I've got 2 sponge filters connected to one of the strongest air pumps I could find that wasn't too expensive, I can't remember the amount of litres it goes through per hour but I do remember it is suitable and sufficient. 

I added media from my established 6g but it doesn't seem to be doing much at the moment. I do have nitrate readings but I believe they are from the established tank water. I've had 1ppm amm this whole time, and low nitrates, no nitrites. So yeah I think it's just from my old tank. :/ I'm so impatient right now!
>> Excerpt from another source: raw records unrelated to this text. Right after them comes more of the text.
Issue #1877, opened 2022-09-22
Rename `frontend` / modularize project


carljkempe:
### Is your feature request related to a problem? Please describe.

Well, I was having trouble combining my freshly initialized `wails` app within my very well split back-end (_BE_).  Had to re-approach it, but the other way around and make my _BE_ fit into the folder structure of the `wails` app instead!  Obviously this isn't too big of a concern, but it still does make a valid suggestion? 😅

Two main questions stemmed from this:

### Describe the solution you'd like

1) Are we, or should we be able to rename the `frontend` directory?

2) Is there currently a way, or should there be a way for us developers to integrate `wails` into our per-existing, neat, folder structures?  (I was initially trying to split my `cmd/` dir into `cmd/client` and `cmd/server`, instead of leaving a "mess" in the root dir for `wails` alone.)

### Describe alternatives you've considered

I'm away from it all, so I won't be entirely specific; but I think that this might be appreciated by many!

### Additional context

![2022-09-25-151636_1920x1080_scrot](https://user-images.githubusercontent.com/110561976/192167984-d0f40f7e-fe68-4d41-9fa8-00a6e2cb27ab.png)

olup:
I am interested by 2 as well. I wanted to build my golang library as one cmd and the app on top of it as another one, but it did not work out, and I ended up creating two repos and go getting my library from github to my wails app.

mholt:
Subscribing, as I'm also integrating into an existing app and having to shuffle files around and refactor was not ideal.

Very similar to https://github.com/wailsapp/wails/issues/615

Basically, it'd be nice to:

- Have go.mod in a parent folder
- Rename "frontend"
- Have "frontend" be somewhere else

leaanthony:
@mholt @olup @carljkempe - Please try the above draft PR to see if this fixes your problem. If you are unsure how to do this, please follow [this guide](https://wails.io/docs/guides/bleeding-edge#testing-a-pr). Let us know how you get on 👍

mholt:
Works well for what I need! Thank you!

leaanthony:
Master now has the fixes for this. Please test using [this guide](https://wails.io/docs/guides/bleeding-edge). If it doesn't work as expected, please reopen 👍

mholt:
Awesome! Thank you again!!

olup:
Just refactored https://github.com/olup/lunii-admin to use this, going great ! Thanks a lot 🚀

learncodingforweb:
[...]

PR #2009, opened 2022-10-23
Modularize wails

leaanthony:
This PR aims to make a Wails project more configurable as requested in #1877.
Changes:
  - A new `frontend:dir` entry in `wails.json`. This can be an absolute path or a relative path from the `wails.json` file. The last segment of this path is considered the name of the frontend directory. Not specifying this will result in the surrent default behaviour.
  - If `go.mod` is not found in the same directory as `wails.json`, the cli will look up the parent directories to find it.

Note: The CLI commands `build` and `dev` must still be run in the same directory as `wails.json`.

Example project in `v2/examples/customlayout`


v2/internal/project/project.go
```diff
@@ -36,7 +37,7 @@ type Project struct {
 	/*** Internal Data ***/
 
 	// The path to the project directory
-	Path string
+	Path string `json:"projectdir"`
```
stffabi, line 40: We are now exposing this to the user, what's the meaning of this folder? AFAIK it's the folder where the `main.go` could be found, should we use a better naming for this?
Should this also be relative to the location of `wails.json` like frontendir and wailsjsdir? This would make it possible to put wails.json in the root of a project and put main.go of wails in e.g. `cmd/desktop`.

v2/internal/project/project.go
```diff
@@ -88,6 +89,23 @@ type Project struct {
...
+
+	// Frontend directory
+	FrontendDir string `json:"frontend:dir"`
+}
+
+func (p *Project) GetFrontendDir() string {
+	if filepath.IsAbs(p.FrontendDir) {
+		return p.FrontendDir
+	}
+	return filepath.Join(p.Path, p.FrontendDir)
```
stffabi, line 101: Since we are exposing `p.Path` to the user `p.FrontendDir` is not always relative to where `wails.json` is found. It might be relative to that or relative to `projectdir`.
Would it be more consistent and easier to reason about this folder if it is always relative to `wails.json` and `projectdir` is also relative to `wails.json`?
So every folder defined in `wails.json` would be relative to the location if the file itself.

v2/internal/project/project.go
```diff
@@ -88,6 +89,23 @@ type Project struct {
...
+}
+
+func (p *Project) GetWailsJSDir() string {
+	if filepath.IsAbs(p.WailsJSDir) {
+		return p.WailsJSDir
+	}
+	return filepath.Join(p.Path, p.WailsJSDir)
```
stffabi, line 108: See comment on `GetFrontendDir`

v2/internal/project/project.go
```diff
@@ -119,6 +137,73 @@ func (p *Project) Save() error {
...
+	}
+	if p.Info.Copyright == nil {
+		v := "Copyright........."
+		p.Info.Copyright = &v
+	}
+	if p.Info.Comments == nil {
+		v := "Built using Wails (https://wails.io)"
+		p.Info.Comments = &v
+	}
+	if p.DevServer == "" {
```
stffabi, line 200: Seems like a duplicate of line 170.

v2/internal/project/project.go
```diff
@@ -119,6 +137,73 @@ func (p *Project) Save() error {
...
+		p.WailsJSDir = p.FrontendDir
+	}
+	if p.DebounceMS == 0 {
+		p.DebounceMS = 100
+	}
+	if p.DevServer == "" {
+		p.DevServer = "localhost:34115"
+	}
+	if p.NSISType == "" {
+		p.NSISType = "portable"
```
stffabi, line 181: IIRC portable is not a valid value for NSISType, it should be one of "single"/"multiple" and the default was empty which is mapped to "multiple".

```suggestion
		p.NSISType = "multiple"
```

v2/internal/project/project.go
```diff
@@ -119,6 +137,73 @@ func (p *Project) Save() error {
...
+	}
+	if p.Version == "" {
+		p.Version = "2"
+	}
+	// Create default name if not given
+	if p.Name == "" {
+		p.Name = "wailsapp"
+	}
+	if p.AssetDirectory == "" {
+		p.AssetDirectory = "assets"
```
stffabi, line 160: Won't this break all projects that don't use a frontend devserver and rely on inferring of the AssetDirectory? The default until now was empty, which would be to infer it from the assets embed.FS.

stffabi (commented):
Great enhancement 🚀 , left some minor comments.

v2/pkg/buildassets/buildassets.go
```diff
@@ -83,6 +80,7 @@ func ReadFileWithProjectData(projectData *project.Project, file string) ([]byte,
 // ProjectInfo if necessary.
 // It will also write the resolved final file back to the project build folder.
 func ReadOriginalFileWithProjectDataAndSave(projectData *project.Project, file string) ([]byte, error) {
+	rootFolder := filepath.Base(projectData.GetBuildDir())
 	file = path.Join(rootFolder, file)
 	content, err := iofs.ReadFile(assets, file)
```
stffabi, line 85: Same comment as above, I would say this should be: `content, err := iofs.ReadFile(assets, path.Join("build", file))` where file is the unchanged file argument.

v2/pkg/buildassets/buildassets.go
```diff
@@ -124,15 +122,16 @@ func resolveProjectData(content []byte, projectData *project.Project) ([]byte, e
 }
 
 func writeFileSystemFile(projectData *project.Project, file string, content []byte) error {
-	path := filepath.Clean(filepath.Join(projectData.Path, filepath.FromSlash(file)))
+	baseDir := filepath.Dir(projectData.GetBuildDir())
+	targetPath := filepath.Clean(filepath.Join(baseDir, filepath.FromSlash(file)))
```
stffabi, line 126: With the above changed code, file should always be a slash path relative to BuildDir, in which case the targetPath could just be: `targetPath := filepath.Join(projectData.GetBuildDir(), filepath.FromSlash(file))`

v2/pkg/commands/build/desktop.go
```diff
@@ -20,9 +20,10 @@ func newDesktopBuilder(options *Options) *DesktopBuilder {
 func (d *DesktopBuilder) BuildAssets(options *Options) error {
 
 	// Check assets directory exists
-	if !fs.DirExists(options.ProjectData.BuildDir) {
+	buildDir := options.ProjectData.GetBuildDir()
+	if !fs.DirExists(buildDir) {
 		// Path to default assets
-		err := buildassets.Install(options.ProjectData.Path)
+		err := buildassets.Install(buildDir)
```
stffabi, line 26: Doesn't `buildassets.Install` already add a `build` dir to the path since the `assets embed.FS` from build dir contains that root folder?

v2/internal/project/project.go
leaanthony: Yeah, this looks like it was left over from a previous branch I cherry picked :/ I'll take this out.

stffabi: Great, thanks for clarifying. So then some of my comments will become obsolete 😀

v2/internal/project/project.go
leaanthony: Yes, I agree - every relative path in `wails.json`. Right now `p.Path` *is* where `wails.json` is (after I remove "projectdir") so I think it's good for now. I think eventually, `project.Load()` will be path-less and use cwd by default. It will traverse the filesystem to find it. Once found, it will load and write this location to the project data internally. This method will calculate based off that.

v2/internal/project/project.go
leaanthony: WTF copilot! Oooph. Was this even set before?

v2/pkg/commands/build/desktop.go
leaanthony: It does not, though I can see why it looks like it would. Running `wails build` in `examples/customlayout/cmd/customlayout` works as expected.

leaanthony:
I feel a CLI rewrite coming on 😜

v2/internal/project/project.go
stffabi: Yeah, with removing projectdir that's fine.

v2/internal/project/project.go
stffabi: It was empty, which mapped to multiple.

v2/pkg/commands/build/desktop.go
stffabi: That's interesting, I'm confused on that with diff of the PR. Before we passed e.g. `options.ProjectData.Path = ./` and it wrote it into `./build/`, now we are passing `./build/` and it also writes it into `./build/`.

Does that method `desktopBuilder.BuildAssets` even get called?

stffabi:
Just added a commit which should fix the buildassets comments.

mholt:
Hey, this works for what I need! :partying_face: 

I only tested it briefly, thanks for the great instructions. But so far it's quite nice.

leaanthony:
Thanks for pushing for this. It really has been on the backburner for quite some time so good to get it done finally 🙏

mholt:
Thank you for working on it. Wow, this was not a small change!

leaanthony:
@mholt @stffabi - you think it's worth finishing this off with a `bin:dir` too or are we good with `${build:dir}/bin`?

v2/internal/project/project.go
stffabi: Just saw this conversation was marked as resolved. I think we should still remove this default value to prevent problems for those users.

stffabi:
I think we are good with `${build:dir}/bin` for the time being.

v2/internal/project/project.go
leaanthony: Not sure if it's just threading issues on GitHub mobile but your reply is to a thread that's unresolved.

leaanthony:
Thanks for explaining. Yeah, should use same build dir 👍

mholt:
One thing I just thought of that I am curious your thoughts on, is that if I do change my `frontend:dir` (let's say, I'm testing something real quick) I also need to update my `go:embed` tag on my `embed.FS` value. If these are out of sync things get weird real quick.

Also for plants I have one amazon sword which I propagated from my amazon sword in my established tank (I have no idea if this is the right way lol I just took a section off it including roots and replanted). On the driftwood is some sort of anubias. And the other 3 plants are hydrilla, ambulia and pennywort. I hope the lighting is sufficient, I don't know how many watts it is or anything like that, due to it being second hand.

Hopefully updates to come soon...


----------



## Pumpkin (Jan 16, 2015)

I've been thinking about getting the female betta and doing a fish in cycle since she will have all the 35g but I'm nervous about risking it. If I did this how often and what percent water changes should I do? Also hesitant as I know she may get territorial so I will have to change around the tank whenever I add other fish. Also would there not be enough ammonia for the cycle to even progress?


----------



## Aqua Aurora (Oct 4, 2013)

What are you using as your ammonia source for the cycle?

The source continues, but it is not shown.